Methods : 64 participants receiving routine IVI for AMD were randomized into two groups of a double-blinded placebo-controlled study receiving either 1 drop of loteprednol or artificial tears immediately after the IVI procedure. Pain scores were measured at 2-hours, 1-day, and 1-week post IVI. Pain was assessed using a numeric pain rating scale on a 10-pt range. Patients were given an analgesic pill log and artificial tear log to track any analgesic or artificial tear use during the first week after injection.

Results : Following IVI the average pain score 2 hours afterward was 3.31 and 2.41, and at 1 day, 0.97 and 0.71, for control and treatment groups respectively. Loteprednol patients had a 27% (p = 0.13) and 26% (p= 0.77) decrease in their pain score compared to the control at 2 hours and 1 day respectively. There was greater variance in the control group compared to the treatment group (2.40 and 2.05 at 2 hours and 1.75 and 1.14 at 1 day for control and treatment respectively). 22% of the treatment arm reported no pain at all compared to 12.5% in the control arm. The treatment arm had 3 times more qualitative improved experience compared to the control arm.

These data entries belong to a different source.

PR #4499, opened 2020-12-03
Add LAGG support to console

sarthurdev:
This PR adds support for LAGG configuration on initial setup and via console.

It helps a lot when dropping a new install into an existing environment that already has LAGGs configured downstream. Would no longer require a temporary config just to access the web interface to then create the LAGGs and VLANs.

### DIFF
--- a/src/etc/inc/console.inc
+++ b/src/etc/inc/console.inc
@@ -132,6 +132,40 @@ EOD;
 
     $ifnames = array_keys($iflist);
 
+        echo <<<EOD
+
+You now have the opportunity to configure LAGGs.  If you don't require LAGGs
+for initial connectivity, say no here and use the GUI to configure LAGGs later.
+
+Do you want to configure LAGGs now? ${yes_no_prompt}
+EOD;
+    if ($interactive) {
+        $key = chop(fgets($fp));
+    } else {
+        $key = 'n';
+        echo $key . PHP_EOL;
+    }
+
+    if (in_array($key, array('y', 'Y'))) {
+        lagg_setup($iflist, $fp);
+    }
+
+    if (isset($config['laggs']['lagg'][0])) {
+        echo "\nLAGG interfaces:\n\n";
+        foreach ($config['laggs']['lagg'] as $lagg) {
+            $members = implode(",", $lagg['members']);
+            echo sprintf(
+                "% -16s%s\n",
+                "{$lagg['laggif']}",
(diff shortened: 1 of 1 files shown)


AdSchellevis:
I'm not sure about this, there already is quite some code duplication in `console.inc`, adding more of roughly the same isn't too great, but functionally I understand that in some cases it can be practical. Let's give this some time to mature and see if more people mis this type of functionality.

Ideally it would be more practical if one could plugin interface types using a more or less standard workflow (from an automation perspective even more practical if one could do that unattended), but short term that's likely not on our radar.

fichtner:
I thought a bit about this and I'm not opposed. The code could use a cleanup. If we can make vlan_setup() an atomic function call we could make it pluggable after lagg_setup() was added in the same manner?

AdSchellevis:
Moving to 21.1 I'm not sure the timing is great to refactor this, I'm also a bit curious how many people we're actually helping with this. In the grand scheme of things it would be good to improve this, but designing a better solution which is more resilient to change costs time. I guess most is about priorities and risk of breaking things when releasing new installer images for 21.1.

So I'm also not against any type of change, but it would be good to know if this is an annoyance shared by thousands or just something a couple of people walk into once in their lifetime. Refactoring the console menu might cost quite some time and if we can combine it with an easier road to automation that would likely help more people than pushing a single use-case. 

An option could be if there are enough users for the feature, to start integrating more or less "as-is" and create a ticket for the change we eventually would like to implement.

sarthurdev:
I will agree that the majority of users won't make use of this, however I think there should be some method put in place to create LAGGs while the Web UI is potentially unavailable.

I have also found a post on the pfSense bug tracker created 11 years ago regarding this: https://redmine.pfsense.org/issues/336

maxfield-allison:
I'd like to throw my hat in on this as well. Definitely would appreciate the functionality despite only needing it in a few cases. It seems to be one of those things that you rarely need but when its available, and you need it, its a life saver.

fraenki:
I'm also interested in this and fully agree to the previous comment. It's definitely something that is common in enterprise/datacenter environments. We heavily rely on LAGG, so having it on the console is a potential life saver in certain situations.

AdSchellevis:
@sarthurdev after some internal discussion, we're going to merge it, the code looks reasonable and fits the existing structure. Thanks for contributing!

PR #4513, opened 2020-12-10
DHCPv6: Fix sorting of IPv6 static mappings

vnxme:
**Issue:**
The DHCPv6 static mappings are shown in the order they were added. Sorting code exists but won't work. 

**Reason:**
The ipcmp() function doesn't seem to return a correct result for IPv6 addresses. 

**Solution:**
Introduce ip6cmp() function and fix sorting of IPv6 static mappings.

**Version:**
OPNsense 20.7.6

### DIFF
--- a/src/etc/inc/util.inc
+++ b/src/etc/inc/util.inc
@@ -1187,20 +1187,8 @@ function check_subnets_overlap($subnet1, $bits1, $subnet2, $bits2)
     return ($sn1 == $sn2);
 }
 
-/* compare two IPv4 addresses */
+/* compare two IP addresses */
 function ipcmp($a, $b)
-{
-    if (ip_less_than($a, $b)) {
-        return -1;
-    } elseif (ip_greater_than($a, $b)) {
-        return 1;
-    } else {
-        return 0;
-    }
-}
-
-/* compare two IPv6 addresses */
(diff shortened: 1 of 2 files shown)


src/etc/inc/util.inc
```diff
@@ -1199,6 +1199,20 @@ function ipcmp($a, $b)
     }
 }
 
+/* compare two IPv6 addresses */
+function ip6cmp($a, $b)
+{
```
fichtner, line 1204: Wouldn’t this work for IPv4 too?

src/etc/inc/util.inc
```diff
@@ -1199,6 +1199,20 @@ function ipcmp($a, $b)
...
+    $na = inet_pton($a);
```
fichtner, line 1205: Sorry, meant this line 😉

vnxme: Yes, I thought above it but wasn't brave enough to change ipcmp() at once. Now it seems secure as this function is used only for sorting of dhcp/dhcpv6 static mappings. See a new commit below.

fichtner: let's be brave 👍

fichtner:
Merged, thanks!

PR #4514, opened 2020-12-10
DHCP: Fix sorting of leases

vnxme:
**Issues:**
1. DHCPv6 leases are shown in a wrong order (e.g. ::00d0 above ::0010)
1. DHCPv6 leases cannot be sorted by another column (e.g. hostname)
1. DHCPv6 leases have an empty interface field (all lines)
1. DHCPv6 leases have an empty interface field when IPv6 address belongs to /120 subnet

**Reasons:**
1. DHCPv4/v6 leases pages use strnatcasecmp() and strcmp() for sorting by IP
1. No UI correspoding to this feature
1. $staticent['ipaddrv6'] should be used instead of $staticent['ipaddr'] when searching a static mapping
1. Incomplete preg pattern used to find possible IPv6 subnets

**Solutions:**
1. Use the updated ipcmp() function for sorting by IPv4/v6
1. Add sorting UI to DHCPv6 leases page
1. Fix a typo
1. Apply a consistent approach of using is_subnet{v4,v6} to find possible subnets

**Version:**
OPNsense  20.7.6

### DIFF
--- a/src/etc/inc/interfaces.inc
+++ b/src/etc/inc/interfaces.inc
@@ -3772,21 +3772,20 @@ function guess_interface_from_ip($ipaddress)
         /* create a route table we can search */
         exec("/usr/bin/netstat -rnWf inet", $output, $ret);
         foreach ($output as $line) {
-            if (preg_match("/^[0-9]+\.[0-9]+\.[0-9]+\.[0-9]+\/[0-9]+[ ]+link[#]/", $line)) {
-                $fields = preg_split("/[ ]+/", $line);
+            $fields = preg_split("/[ ]+/", $line);
+            if (is_subnetv4($fields[0])) {
                 if (ip_in_subnet($ipaddress, $fields[0])) {
                     return $fields[5];
-                }
+                }                
             }
         }
     }
-    /* FIXME: This works from cursory testing, regexp might need fine tuning */
     if (is_ipaddrv6($ipaddress)) {
         /* create a route table we can search */
         exec("/usr/bin/netstat -rnWf inet6", $output, $ret);
         foreach ($output as $line) {
-            if (preg_match("/[0-9a-f]+[:]+[0-9a-f]+[:]+[\/][0-9]+/", $line)) {
-                $fields = preg_split("/[ ]+/", $line);
+            $fields = preg_split("/[ ]+/", $line);
+            if (is_subnetv6($fields[0])) {
                 if (ip_in_subnet($ipaddress, $fields[0])) {
                     return $fields[5];
                 }
--- a/src/www/status_dhcp_leases.php
+++ b/src/www/status_dhcp_leases.php
@@ -246,19 +246,19 @@ if ($_SERVER['REQUEST_METHOD'] === 'GET') {
 
     $order = ( $_GET['order'] ) ? $_GET['order'] : 'ip';
 
-    usort($leases,
-        function ($a, $b) use ($order) {
-            if ($order === 'ip') {
+    if ($order === 'ip') {
+        usort($leases, function ($a, $b) {
+            return ipcmp($a['ip'], $b['ip']);
+        });
+    } else {
+        usort($leases, function ($a, $b) use ($order) {
+            $cmp = strnatcasecmp($a[$order], $b[$order]);
+            if ($cmp === 0) {
                 $cmp = ipcmp($a['ip'], $b['ip']);
-            } else {
-                $cmp = strnatcasecmp($a[$order], $b[$order]);
-                if ($cmp === 0) {
-                    $cmp = ipcmp($a['ip'], $b['ip']);
-                }
             }
             return $cmp;
-        }
-    );
+        });
+    }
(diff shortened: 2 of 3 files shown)


src/www/status_dhcp_leases.php
```diff
@@ -246,15 +246,19 @@ function remove_duplicate($array, $field)
 
     $order = ( $_GET['order'] ) ? $_GET['order'] : 'ip';
 
-    usort($leases,
-        function ($a, $b) use ($order) {
+    if ($order === 'ip') {
```
fichtner, line 249: this looks a bit convoluted. If we pass $order top the usort function we only need one which does inline if/else on the function to use?

src/www/status_dhcpv6_leases.php
```diff
@@ -307,9 +307,19 @@ function parse_duid($duid_string)
         }
     }
 
-    if ($_GET['order']) {
+    $order = ( $_GET['order'] ) ? $_GET['order'] : 'ip';
```
fichtner, line 310: this looks fishy -- some pages have weak handling of input arguments and their defaults

fichtner: hmm, ok it emulates the dhcp v4 leases page. now we have two problems :D

src/etc/inc/interfaces.inc
```diff
@@ -3772,21 +3772,20 @@ function guess_interface_from_ip($ipaddress)
         /* create a route table we can search */
         exec("/usr/bin/netstat -rnWf inet", $output, $ret);
         foreach ($output as $line) {
-            if (preg_match("/^[0-9]+\.[0-9]+\.[0-9]+\.[0-9]+\/[0-9]+[ ]+link[#]/", $line)) {
```
fichtner, line 3775: interfaces.inc changes should probably not be part of this PR as it is used outside of dhcp leases page as well. oddly enough it is not used in the v4 leases page.

src/www/status_dhcp_leases.php
vnxme: Not sure whether I understand your idea right. In commit 2adf500 I put the $order condition inside the usort function and it looked quite nice. Then I realised that we can eliminate this condition being checked multiple times while sorting by means of splitting the single usort function into two ones: a simple one for sorting by IP (no need to even have $order inside the function namespace) and an extra one for sorting by arbitrary field chosen by the user. The latter approach is what I implemented in commit a012f89.

src/www/status_dhcpv6_leases.php
vnxme: Yes, I copied it from the DHCPv4 leases page. Suggested a more secure way for both pages in commit 43427bb.

src/etc/inc/interfaces.inc
vnxme: I have nothing against pulling these changes separately. However, some DHCPv6 leases (e.g. /120 ones) will not be shown correctly unless the interfaces.inc file is fixed.

src/www/status_dhcpv6_leases.php
```diff
@@ -430,22 +453,21 @@ function parse_duid($duid_string)
...
+                    <th class="act_sort" data-field="start"><?=gettext("Start"); ?></th>
+                    <th class="act_sort" data-field="end"><?=gettext("End"); ?></th>
+                    <th class="act_sort" data-field="online"><?=gettext("Online"); ?></th>
+                    <th class="act_sort" data-field="act"><?=gettext("Lease Type"); ?></th>
                     <th class="text-nowrap"></th>
                 </tr>
               </thead>
               <tbody>
 <?php
-              $mac_man = json_decode(configd_run("interface list macdb json"), true);
```
fichtner, line 448: We should probably show the info below the mac address instead of deleting the unused variable.

src/www/status_dhcpv6_leases.php
```diff
@@ -454,7 +476,7 @@ function parse_duid($duid_string)
                     foreach ($config['dhcpdv6'] as $dhcpif => $dhcpifconf) {
                         if (isset($dhcpifconf['staticmap'])) {
                             foreach ($dhcpifconf['staticmap'] as $staticent) {
-                                if ($data['ip'] == $staticent['ipaddr']) {
+                                if ($data['ip'] == $staticent['ipaddrv6']) {
```
fichtner, line 479: looks like a fix... can we separate the $mac_man use and this into a separate PR?

src/etc/inc/interfaces.inc
fichtner: I'm saying its easier to pull in fixes first before working on GUI representation...

src/www/status_dhcp_leases.php
fichtner: This inflates size about a factor of four compared to when the code was when this lease cleanup started. I understand that adding code is necessary to improve functionality but as a leaf page we don't need to prematurely optimise it.

vnxme:
OK, I will prepare a few separate PRs and list them below.

Issue #4518, opened 2020-12-12
unbound: check if a restart is required, reload after dnsbl update


kulikov-a:
**Important notices**
Before you add a new report, we ask you kindly to acknowledge the following:

[+] I have read the contributing guide lines at https://github.com/opnsense/core/blob/master/CONTRIBUTING.md

[+] I have searched the existing issues and I'm convinced that mine is new.

**Is your feature request related to a problem? Please describe.**
Hello everyone.
For now:
- if link on any interface goes down and up, unbound updates the hosts records and restarts. Even if the address has not changed or is static. The restart can take a while if large dnsbl list is in use, so  clients practically lose the Internet for some time.
- unbound does not restart after updating the dnsbl list(s) ( `pluginctl unbound restart` . typo? `-s` missed ?)
https://forum.opnsense.org/index.php?topic=20356.0

**Describe the solution you'd like**
could you consider changes like this:
- check if the host_entries.conf file has actually changed before unbound restart 
 (something like https://github.com/kulikov-a/core/commit/d799447ae87bd722a301c83822cf7671c088ee9e).

- change actions_unbound.conf [dnsbl] command to
`/usr/local/opnsense/scripts/unbound/download_blacklists.py && configctl unbound reload`
( `pluginctl -s unbound restart` works too. but reload is far more fatser than restart. and imho reload is enough after dnsbl update. UPDATE! in my case difference in time for reload vs restart was due to a failed  unbound-anchor launch. not by the procedure itself)
Thanks!

**Describe alternatives you've considered**

**Additional context**

AdSchellevis:
@kulikov-a the dnsbl part looks like a bug indeed, https://github.com/opnsense/core/commit/3facaaa4700a9e5391352ad60733518099746c45 should fix it. Adding more logic in an attempt to "restart unbound" properly I'm not really a fan of. In my opinion most of these restart actions on interface changes shouldn't happen at all, since the service should take care of its own issues. When bound to a dynamic interface one could argue that using a port forward to an internal address would be a safer choice (and is a pattern most other vendors advise as well to prevent cluttering services).

Short term I'm not sure if we can detach unbound from the interface reload actions, there's more weird cluttering of interface addresses in it at the moment.

kulikov-a:
@AdSchellevis thanks! 
not detach, just skip unnecessary action.
I'm not a fan either, but I think that changing host entries through a `unbound-control` is also not a nifty way(
[...]

PR #4520, opened 2020-12-12
unbound.inc: reload after hosts records generate

kulikov-a:
reload, not HUP. 
https://github.com/opnsense/core/issues/4518


AdSchellevis:
@kulikov-a we'll keep this open for now, discussed this a bit internally, but every attempt made to improve reload performance ends up with similar issues (purging cache for example).

kulikov-a:
Ok! Thanks!

fichtner:
This shouldn't fix anything anymore so I'm closing it.

PR #2861, opened 2026-06-08
Optionally check regionBranchOp

vimarsh6739:


wsmoses:
@vimarsh6739 can you revert this and instead consider ControlFlowAutoDiffOpInterface

wsmoses:
actually that doesn't cover it here, nvm

wsmoses:
found it, it was ADDataFlowOpInterface !

wsmoses:
see https://github.com/EnzymeAD/Enzyme-JAX/blob/689f721c7d09f6a3414dcd32c3d6ac3e58c4703f/src/enzyme_ad/jax/Implementations/StableHLOAutoDiffOpInterfaceImpl.cpp#L1983

PR #2863, opened 2026-06-08
Add Fortran test using activity descriptors

### LINKED ISSUE #2862: Add Fortran test using activity descriptors
In #2807 we introduced Fortran bindings to the activity descriptors. However, they aren't tested yet. I propose to start by including an implementation of the norm example from the Enzyme tutorial https://github.com/EnzymeAD/Enzyme-Tutorial/tree/main/2_norm.

joewallwork:
Closes #2862 
Merges into #2837

Adds the norm example from the Enzyme tutorial https://github.com/EnzymeAD/Enzyme-Tutorial/tree/main/2_norm with variants under ifx and flang.


joewallwork:
Well this is upsetting
https://community.intel.com/t5/Intel-Fortran-Compiler/symbol-E-missing-in-output-of-real-numbers-with-E0-or-ES0-format/m-p/1310862
Under the scientific notation format specifier `es0.0`, IFX writes `1.-06`, whereas every other Fortran compiler I've used would write `1.E-06`. For now we can just have different checks because the two variants of the `norm` example are currently run with two different compilers (see https://github.com/EnzymeAD/Enzyme/pull/2863/commits/ad68e034deea1bc0166f73c34a0d22f38feffe57). However, eventually we'll need to align this. A few options:
1. Add custom lit `CHECK` commands for different compilers (prefer not)
2. Use `#ifdef __INTEL_COMPILER` etc (prefer not)
3. Change what's being printed to avoid the issue, e.g., scale by 1e6 (preferable?)

vchuravy:
Yeah let's go with 3

joewallwork:
> Yeah let's go with 3

Done in f084c97fb3ea1ae823d0f9a38c9959ec00c8613e.

joewallwork:
To finish this example, I need to teach Enzyme how to differentiate the Fortran intrinsic `sum` (i.e. `_FortranASumReal4`) and also the `_FortranAAssign` that it sees in the LLVM.

vchuravy:
Suggestion from meeting: Choose a different test for this that doesn't require an intrinsic.

joewallwork:
Closing as superseded by #2917.

PR #2870, opened 2026-06-10
Add ifx 2023.2.0 to CI

vchuravy:


joewallwork (approved):
I added a fix to pick up the different pass syntaxes but otherwise looks good!

.github/workflows/fortran.yml
joewallwork: Oh actually, how about adding this to differentiate between the CI jobs?
```suggestion
    name: Fortran ${{matrix.build}} ${{matrix.os}} ifx ${{matrix.ifx}}
```

PR #2880, opened 2026-06-12
Support Julia 1.13's julia.atomicmodify pseudo-intrinsic

vchuravy:
Julia 1.13 (JuliaLang/julia#57010) emits atomic modify operations on integer-typed pointer-free fields as a variadic pseudo-intrinsic

```llvm
{old, new} = julia.atomicmodify.iN.pAS(ptr, op, ordering, syncscope, args...)
```

which atomically performs `old = *ptr; new = op(old, args...); *ptr = new`, where `op`'s parameter `i` (`i >= 1`) is forwarded from call operand `i + 3`. It is only expanded to `atomicrmw`/cmpxchg loops by Julia's `ExpandAtomicModify` pass after GC lowering, so Enzyme must keep it intact in generated code. Previously these calls hit the generic call differentiation path, which rejects variadic calls with `Number of arg operands != function parameters` (EnzymeAD/Enzyme.jl#3086).

### TypeAnalysis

Conclusions : Our study shows a clinically significant trend towards improved pain control with loteprednol after IVI, although statistical significance was not achieved in this trial. The treatment arm had nearly twice the number of people who experienced no pain at all and 3 times more qualitative improved experience compared to the control. The difference in variance also indicates more consistent pain control using loteprednol. Possible improvements for future studies include increasing the power and refining methods for data collection.

This abstract was presented at the 2024 ARVO Annual Meeting, held in Seattle, WA, May 5-9, 2024.